# Drumfest



## Fishing_Feud (Nov 16, 2004)

there is a Drumfest at the point this weekend dont miss out everyone go!!!!

Dont wait for me to say i told ya so 


Ol tightlippers:--|


----------



## fishbone4_14_74 (Feb 7, 2005)

Fishing_Feud said:


> there is a Drumfest at the point this weekend dont miss out everyone go!!!!
> 
> Dont wait for me to say i told ya so
> 
> ...


Already there !!!!!!!!!!!!!!!!!!


----------



## Bonito6t9 (Dec 2, 2003)

Depart at 7:00 AM.


Fred


----------



## reelrebel18 (Oct 13, 2004)

the reelrebel and crew will be south bound and down a 2:30 am


----------



## Drumdum (Jan 6, 2003)

*This much I can tellya...*

*NTKG* already has a headstart...


----------



## CrawFish (Sep 23, 2003)

Drumdum said:


> *NTKG* already has a headstart...


Good Job Neil.... Thanks for not calling me to go fishing w/ ya....


----------



## FL FISHERMAN (Sep 30, 2002)

CrawFish said:


> Good Job Neil.... Thanks for not calling me to go fishing w/ ya....


ROTFLMAO!

Don't worry Teo the plan is to get you one of those "sissyfish" as they call them tomorrow. Should be some good eatin on Easter!


----------



## Shooter (Nov 14, 2004)

CrawFish said:


> Good Job Neil.... Thanks for not calling me to go fishing w/ ya....
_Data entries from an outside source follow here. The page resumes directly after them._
PR #587, opened 2024-08-15
Add NoAllocString for decoding v04 traces

ekump:
# What does this PR do?

# Motivation

# Additional Notes

# How to test the change?

### DIFF
--- a/trace-utils/src/no_alloc_string.rs
+++ b/trace-utils/src/no_alloc_string.rs
@@ -1,0 +1,62 @@
+use bytes::Bytes;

Now I don't feel near as bad when he didn't call me but he also Booted the AC to the curb  to sneak off to the Point to go fishn


----------



## AL_N_VB (Apr 3, 2002)

*Straight from tha horse a$$*

Ric Burnley..aka fisherman landed 5 last nite, and poor...don't wanna call no-one back NTKG was hooked up to 4 and lost 2....betcha he was tryin ta horse them fish in.... jus like on DD's boat....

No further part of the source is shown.